Close to 1.8 billion people worldwide are infected with Mycobacterium tuberculosis (Mtb), the common and occasionally deadly bacterium that causes millions of cases of tuberculosis each year. The bacteria, having coevolved with humans over millennia, have devised ways of hijacking nutrients from its human host for its own benefit. Humans have equally complex ways of fighting back.
In a new study appearing in the journal Science, a team led by Michigan Medicine researchers working with collaborators at Harvard, has discovered a specific mechanism by which a “weapon” used by the immune system, called itaconate, targets Mtb.
Researchers only recently discovered that itaconate is produced in large amounts by the immune system when under attack. So far, just how itaconate disarms disease-causing bacteria has been somewhat of a mystery.
Mtb hides inside human immune cells, using cholesterol for the energy needed to grow and proliferate. During this process, the bacteria produce a toxic intermediate called propionate, which it must get rid of. One strategy for propionate disposal relies on vitamin B12 derived from the human host. “B12 is a very interesting vitamin in that it is required in very low concentrations by our cells, perhaps the lowest of any vitamin, yet it’s essential for life,” says Ruma Banerjee, Ph.D., a professor of biological chemistry at the U-M Medical School and senior author of the new paper.
A biologically active form of the vitamin, called coenzyme B12, was discovered more than 60 years ago and is involved in cellular metabolism. Coenzyme B12 allows very complex chemistry to occur in bacteria and human cells because it releases radicals, or unpaired electrons, that enable otherwise very challenging chemical reactions. Typically, radicals are highly unstable and therefore short-lived. “In the body, free radicals cause cellular and DNA damage because they are very reactive,” says Banerjee.
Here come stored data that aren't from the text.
PR #3171, opened 2024-03-05
feat: Add support for v2 model_dump and v1 dict to pydantic plugin

### LINKED ISSUE #3147: Enhancement: Support all kwargs for `model_dump` in PydanticPlugin
### Summary

`litestar.contrib.pydantic.PydanticPlugin` has the argument `prefer_alias` which sets the `by_alias` argument of the created Pydantic type encoders. The type encoders are based on `pydantic.BaseModel.model_dump` which also has the arguments `exclude_none` and `exclude_defaults`. This enhancement suggests to add similar arguments to `PydanticPlugin` to configure the type encoders.

### Basic Example

```python
import pydantic
import typing
import litestar
import litestar.contrib.pydantic

class MyModel(pydantic.BaseModel):
    some_number: int = pydantic.Field(alias="someNumber")
    title: str = "a number"
    comment: typing.Optional[str] = None

@litestar.get("/")
def get_stuff() -> MyModel:
    return MyModel(some_number=42)

app = litestar.Litestar(
    route_handlers=[get_stuff],
    plugins=[
        litestar.contrib.pydantic.PydanticPlugin(
            prefer_alias=True,
            # NOTE: The argument names are just provisional
            exclude_none=True,  # new
            exclude_defaults=True,  # new
        )
    ],
)

```
A GET request to `/` would return `{"someNumber":42}` because of the plugin configuration. Without it, it would return `{"some_number":42,"title":"a number","comment":null}`.

### Drawbacks and Impact

You can currently achieve the same result without this feature by adding a custom type encoder for `pydantic.BaseModel`. However, it must be combined with `PydanticPlugin` for the generated schema to use aliases.
```python
import pydantic
import typing
import litestar
import litestar.contrib.pydantic

class MyModel(pydantic.BaseModel):
    some_number: int = pydantic.Field(alias="someNumber")
    title: str = "a number"
    comment: typing.Optional[str] = None

@litestar.get("/")
def get_stuff() -> MyModel:
    return MyModel(some_number=42)


app = litestar.Litestar(
    route_handlers=[get_stuff],
    plugins=[litestar.contrib.pydantic.PydanticPlugin(prefer_alias=True)],
    type_encoders={
        pydantic.BaseModel: lambda x: x.model_dump(mode="json", by_alias=True, exclude_none=True, exclude_default=True),
    },
)

```

Therefore, the only purpose of this enhancement is to make this use case (which I believe to be a common one) simpler to express in code by making the plugin able to do more, reducing the need for type encoders. The community must decide if this is desirable or not.

As long as the default values of the new arguments match the old behavior, this should not cause any issues with backwards compatibility. 

### Unresolved questions

I can see that there may be concerns about having to support a growing list of `pydantic.BaseModel.model_dump` arguments (for example `exlude_unset`). I believe that concern to be valid, but you could always draw a line and say "the plugin supports these extremely common arguments, if you want more, use a custom type encoder". Still, the concern is valid and I believe it should be part of the discussion.

---
> [!NOTE]  
>

<a href="https://polar.sh/litestar-org/litestar/issues/3147">
<picture>
  <source media="(prefers-color-scheme: dark)" srcset="https://polar.sh/api/github/litestar-org/litestar/issues/3147/pledge.svg?darkmode=1">
  Fund with Polar
</picture>
</a>

kedod:
## Description

- Add support for additional V1 `model_dump` and V2 `dict` parameters in `PydanticPlugin`


guacs:
What if instead of taking in the arguments explicitly, we take a dictionary of the keyword arguments that we'll pass to each function? My reasoning is that, this way if `pydantic` adds a new kwarg or changes a default value or deprecates a kwarg, then we don't have to worry about it. The user can make the change accordingly in their code and there would be no issues. Otherwise, we would have to keep in sync with `pydantic` which can become difficult if the kwargs differ based on the pydantic version.

A drawback to this approach is that users lose the type checking, but I feel the flexibility it provides is nice.


Also, I was thinking that along with this we could take arguments for `model_validate`/`pase_obj` as well though I don't know if `parse_obj` does take any arguments other than the value as a dictionary.

provinzkraut:
@guacs I agree that it would be easier, but I'd say we should side with the more type safe option here, since that's what we're doing everywhere else.

There is a way to type something like this btw, but it's not pretty:

```python
from typing import Callable, Any, Generic, ParamSpec

P = ParamSpec("P")

class _Foo(Generic[P]):
    def __init__(self, **kwargs: P.kwargs) -> None:
        pass


def _make_foo(f: Callable[P, Any]) -> Type[_Foo[P]]:
    return _Foo[P]


def func(param: str) -> None:
    pass


Foo = _make_foo(func)

Foo(param=1)
```

This actually type-checks correctly, but it's quite ugly. Not sure if there's a better way to do something like this; If there is, I'm not aware. @sobolevn maybe you have an idea here? :)

provinzkraut:
@kedod Have you checked what schema Pydantic generates in those cases?

provinzkraut:
No I meant what Pydantic itself generates, not what we generate: https://docs.pydantic.dev/latest/api/base_model/#pydantic.BaseModel.model_json_schema

provinzkraut:
Interesting. It seems like Pydantic itself simply doesn't take these particularities into account. There is the `by_alias` option for `model_json_schema`, but that's about it.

The pair of radicals (called a biradical) generated by coenzyme B12 is so reactive, she explains, that it raises the question as to how the enzyme is able to contain and use it.
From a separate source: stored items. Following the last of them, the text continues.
PR #3176, opened 2024-03-07
fix: sending empty data in sse in js client 

euri10:
## Description

- from our discussion here https://discord.com/channels/919193495116337154/1213242966592856164 it appears that javascript clients dont "see" an event that has no data, while we explicitly test for this and that httpx-sse receives the event fine in that case.
- the spec https://html.spec.whatwg.org/multipage/server-sent-events.html#parsing-an-event-stream is not that clear to me as to whether or not an event without data is ok.
- Considering the EventSource "client" is not ok with it, and that it's so easy DX-wise to make the mistake not explicitely sending it we fix it by defaulting to the empty-string

 
The added app is just to manually test the fix works, I dont know how we could incorporate it in our test suite given it involves running a server and checkin if the html page yields the event fine, maybe in e2e testing ?

### DIFF
--- a/litestar/response/sse.py
+++ b/litestar/response/sse.py
@@ -91,7 +91,7 @@ class _ServerSentEventIterator(AsyncIteratorWrapper[bytes]):
 
 @dataclass
 class ServerSentEventMessage:
-    data: str | int | bytes | None = None
+    data: str | int | bytes | None = ""
     event: str | None = None
     id: int | str | None = None
     retry: int | None = None
--- a/test_apps/sse/sse.html
+++ b/test_apps/sse/sse.html
@@ -1,0 +1,30 @@
+<!DOCTYPE html>
+<html lang="en">
+<body>
+<h2>Server-Sent Events</h2>
+<div id="output"></div>
+<script>
+    if (typeof EventSource !== "undefined") {
+        var eventSource = new EventSource("http://localhost:8000/test_sse_empty");
+        eventSource.onmessage = function (event) {
+            console.log(event.data);
+            document.getElementById("output").innerHTML += event.data + "<br>";
+        };
+        eventSource.addEventListener("empty", (ev) => {
+            console.log("empty arrived");
+            document.getElementById("output").innerHTML += "endx arrived" + "<br>";
+            eventSource.close();
+        });
+
+        eventSource.addEventListener("error", (err) => {
+            console.error(err)
+            document.getElementById("output").innerHTML += "error: " + err + "<br>";
+        })
+    } else {
+        document.getElementById("output").innerHTML =
+            // If browser does not support SSE
+            "Sorry, the browser does not support SSE";
+    }
+</script>
+</body>
+</html>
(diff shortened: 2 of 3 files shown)


JacobCoffee (approved):

provinzkraut (approved):
Just a thought, something like this would be good to test end-to-end with a headless browser. @euri10 wdyt?

JacobCoffee:
@provinzkraut how would we do this?

provinzkraut:
Probably with [playwright](https://playwright.dev/python/docs/intro) or something.

euri10:
I'm all for it but it seems sse is not supported: https://github.com/microsoft/playwright/issues/7466
this is the best I came upwith and it sends error:

```
import asyncio
from contextlib import asynccontextmanager
from pathlib import Path
from typing import AsyncIterator

from playwright.async_api import Page, async_playwright

from litestar.config.cors import CORSConfig
from litestar.response import ServerSentEvent, ServerSentEventMessage
from litestar.types import SSEData


@get("/test_sse_empty")
async def handler() -> ServerSentEvent:
    async def generate() -> AsyncIterator[SSEData]:
        event = ServerSentEventMessage(event="empty")
        yield event

    return ServerSentEvent(generate())



html="""<!DOCTYPE html>
<html lang="en">
<body>
<h2>Server-Sent Events</h2>
<div id="output"></div>
<script>
    if (typeof EventSource !== "undefined") {
        var eventSource = new EventSource("http://localhost:8000/test_sse_empty");
        eventSource.onmessage = function (event) {
            // console.log(event.data);
            document.getElementById("output").innerHTML += event.data + "<br>";
        };
        eventSource.addEventListener("empty", (ev) => {
            // console.log("empty arrived");
            document.getElementById("output").innerHTML += "endx arrived" + "<br>";
            eventSource.close();
        });

        eventSource.addEventListener("error", (err) => {
            // console.error(err)
            document.getElementById("output").innerHTML += "error: " + err + "<br>";
        })
    } else {
        document.getElementById("output").innerHTML =
            // If browser does not support SSE
            "Sorry, the browser does not support SSE";
    }
</script>
</body>
</html>"""

from uvicorn.config import Config
from uvicorn.server import Server

@asynccontextmanager
async def run_server(config: Config, sockets=None):
    server = Server(config=config)
    task = asyncio.create_task(server.serve(sockets=sockets))
    await asyncio.sleep(0.1)
    try:
        yield server
    finally:
        await server.shutdown()
        task.cancel()

async def test_get_started_link(page: Page, tmp_path: Path ) -> None:
    app = Litestar(route_handlers=[handler], cors_config=CORSConfig(allow_origins=["*"]))
    index = tmp_path / "index.html"
    index.write_text(html)
    async with run_server(config=Config(app=app, port=8765, lifespan="off")):
        async with async_playwright() as p:
            browser = await p.chromium.launch()
            page = await browser.new_page()
            await page.goto(f"file://{index.as_posix()}")
            # Click the get started link.#
            output_div_content = await page.query_selector('div#output')
            print(await output_div_content.inner_text())
            await browser.close()


```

The team was able to show that an activated form of itaconate, called itaconyl-CoA, blocks the B12-dependent pathway in the tuberculosis bacterium, preventing it from using propionate to grow. It does so by acting as a decoy, “tricking the B12-dependent enzyme into using itaconyl-CoA as a substrate, which then leads one of the radicals to commit suicide,” says Banerjee.
What’s more, the itaconyl-CoA/coenzyme B12 reaction produced a stable biradical that lingered for more than an hour instead of disappearing rapidly. This enabled lead author Markus Ruetz, Ph.D., of the department of biological chemistry in collaboration with the structural biology group led by Markos Koutmos, Ph.D., of the department of chemistry at U-M to grow crystals of the enzyme containing the biradical and obtain its 3D structure. “This is the first time anyone has seen this biradical,” says Ruetz. “Understanding how an enzyme can harness such reactivity can perhaps allow us to repurpose the method and could be invaluable in terms of chemistry,” added Koutmos.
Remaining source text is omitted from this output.